Tip 1: Break away in stages
A lot of the time, people expect to stop visiting a forum or a community almost immediately. Completely break away ties. This rarely works out. You will be driven back from time to time because you will experience withdrawal symptons particularly if you have been very active in that community. The best advice I can give you is to try and reduce your participation in stages. If you have been posting 40 messages a day, try and bring it down to 30, 20 and then one or two. You can almost never completely withdraw from a forum you've been very active on.
Tip 2: Don't leave farewell messages
Much as you might be tempted to leave a farewell message either out of anger or any other reason, this gives you another reason NOT to leave. Apart from other members who might want you to stay, you will also be taunted mercilessly by hostile members and forced to make a reply which will just make the situation worse. If you don't like how a community is run, try and leave as quietly as possible. Leaving farewell messages could be more harmful to your reputation and would make you look like a fool if you continue posting.
Tip 3: Try to leave during a quiet period
Most communities go through stages of quiet and intense activity. On larger forums this might not be too visible, but you yourself can see when a forum looks less active by experience. There might be a fall in new topics created and new members registered. There might be a reduction in controversial and flame war type posts. These are the best stages to cut down your activity.
Much as many of us are against controversy and flame wars, nobody can resist a troll. If you are trying to leave a community during an extreme phase of discussion or activity in which you have involved yourself, you will find it very difficult to leave. It will lead to frustration if you try to cut off at that point. Rather, wait for the storm to die down, start reducing your involvement in active topics and just withdraw. That will be much more effective.
Tip 4: Unsubscribe and remove your e-mail ID if necessary
If you are subscribed to forum topics, unsubscribe. Stop receiving notifications in your e-mail. Out of sight is out of mind. If the admin keeps sending out email newsletters to members, then log in to your account, change your email ID to an invalid ID or check whether there's an option not to receive any mails.
Tip 5: Don't ask for account deletion/ban or behave badly just to get banned
As I said before, if you want to leave a community, be quiet about it. Asking for an account deletion or behaving in a manner that might get you banned are not ways to leave a community gracefully. Apart from that it completely spoils your chances of returning even if you wish to later on.
Always leave the doors open, even if you are sure you might never visit. Try and leave without anybody else noticing it and leave in as good grace as possible. If you are actively against the way the forum is run or the admin policies, don't open a debate on that. That kind of thing rarely works and might actually get you heated and more emotionally involved. The trick is to just be a silent protester. The best way to show your disapproval is to stop posting and stop visiting the forum - not by being a nuisance.

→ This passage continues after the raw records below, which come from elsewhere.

PR #1460, opened 2021-02-17
add verify success

icerove:
add tracking for success verification 2FA modal one

### DIFF
--- a/src/components/accounts/two_factor/TwoFactorVerifyModal.js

Tip 6: Write down your resolve and give yourself a positive reason why you're not part of the community any longer
I cannot emphasize the importance of this. Writing down such things always clarifies your thoughts. Put it away in a private place and remind yourself why you're not part of the community. Let it be a positive reason - for example making time for other healthier activities in life. Don't remind yourself of the negative factors that led you to leave a community - like animosity or hostility. You will only be stressed out more.
Breaking away from a forum is never easy particularly when you have many friends there and you've been actively involved. Forums can be like a drug habit - easy to get into but hard to break out of.
Three golden rules:
- Online communities are like real life relationships. Don't pretend that you don't care because you do.
- Out of sight is out of mind. Stop going back there. Resist the temptation to be a "passive member" by going back there to read other stuff. That will surely draw you back into the fold.
- Try and find an alternative forum or even do something else in real life to take your mind off the community. Find positive reasons not to be involved rather than keeping the negativity alive.